TBM cutterheads are normally driven through a ring gear. Several drive units at the perimeter, each normally with a water-cooled asynchronous motor and a water-cooled multi-stage planet gear, drive the ring gear through pinions. The motors are speed regulated.
Drive Through Shift Gearbox
Considering the required range of operating states, a standard drive system cannot always be operated at a favourable operating point. The energy consumption is then unreasonably high or the intended combination of rotation speed and torque cannot be driven permanently. In order to cope with these changeable working conditions, drives which can operate over a wider working range are necessary. For this purpose, the drive technology specialist Zollern from Germany has developed a shift gearbox, which can also be retrofitted to existing TBMs. The two-stage shift gearbox with a neutral position is mounted coaxially between motor and gearbox and has connection geometry corresponding to the motor on the gearbox side, and on the motor side it has the same geometry as the main gear. The diameter is the same as the main drive. Another precondition for the retrofitting capability is the separate cooler. The shift gearbox enables direct drive from the motor or reduction of motor revolution speed by available gear ratios of 1.3 to 2.3, with a corresponding increase of the available drive torque. This considerably widens the range of application of the drive and thus of the entire tunnel boring machine.

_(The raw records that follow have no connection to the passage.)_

PR #526, opened 2021-04-17
Show which cards are rotated in deckbuilder

cloudrac3r:
Instead of strugging to figure out which individual cards are rotated, now it just shows in the builder next to the card.

image

(Please forgive me for not having card images downloaded in my test environment.)

Notes:

- Is `🔄` or `🔁` the right symbol to use for rotated?
- This code should, in theory, show two icons if a card is rotated _and_ banned. In the picture you can see Security Leak (a Current) is not doing this for some reason. `MWL` in the browser console is `null`, so I think the code does actually work and it failed to load the banlist somehow? I'm still not familiar enough with the system to know what's happening here.

### DIFF
--- a/web/js/nrdb.js
+++ b/web/js/nrdb.js
@@ -258,20 +258,40 @@ function find_identity() {
 }
 
 /**
- * Returns a banned or restricted icon for the supplied card and selected MWL.
+ * Returns a banned, restricted, or rotated icon for the supplied card and selected MWL.
  * @param  card
  * @return string
  */
 function unicorn(card) {
     var mwlCard = get_mwl_modified_card(card);
 
+    var result = [];
+
+    function add_icon(icon, description) {
+        result.push('<span title="' + description + '" style="display:inline-block;width:1.5em;">' + icon + '</span>');
+    }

The gear is changed hydraulically when no load is applied. The three gear positions, first second and neutral, are monitored by sensors. The two gear ratios make it possible to provide drive power in two ranges of revolution speed. The neutral position enables the uncoupling of individual motors and thus operation of the machine under partial load at a revolution speed that may be more favourable for the individual motors. By separating the motors not used in current operation from the machine‘s drive train, most of the rotary inertia of the drive units not required is removed from the drive train
The two gear ratios and the capability of uncoupling the motors mean that the motors can be operated at a more favourable working point over a wider working range of the machine. The flexibility of the TBM is improved by the Zollern drive system.